◆ **What the task asks**: Gather all lines in the entries below that include the word "would".

Saved data entries:
--------------------------------

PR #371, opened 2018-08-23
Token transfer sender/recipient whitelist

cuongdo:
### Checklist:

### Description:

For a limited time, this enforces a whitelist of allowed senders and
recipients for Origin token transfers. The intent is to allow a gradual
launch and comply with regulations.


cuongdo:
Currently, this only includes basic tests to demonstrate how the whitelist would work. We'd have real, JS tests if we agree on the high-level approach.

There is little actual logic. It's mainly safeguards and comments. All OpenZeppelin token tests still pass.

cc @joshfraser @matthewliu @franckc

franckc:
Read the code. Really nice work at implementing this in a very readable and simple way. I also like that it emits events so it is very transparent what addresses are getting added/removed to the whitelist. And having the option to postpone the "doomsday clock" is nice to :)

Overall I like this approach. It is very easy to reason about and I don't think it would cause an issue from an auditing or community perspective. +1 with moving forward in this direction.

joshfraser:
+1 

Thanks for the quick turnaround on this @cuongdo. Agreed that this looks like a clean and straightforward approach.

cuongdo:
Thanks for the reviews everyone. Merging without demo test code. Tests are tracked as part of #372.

--------------------------------

◆ **Solved problem**:
Currently, this only includes basic tests to demonstrate how the whitelist would work. We'd have real, JS tests if we agree on the high-level approach.
Overall I like this approach. It is very easy to reason about and I don't think it would cause an issue from an auditing or community perspective. +1 with moving forward in this direction.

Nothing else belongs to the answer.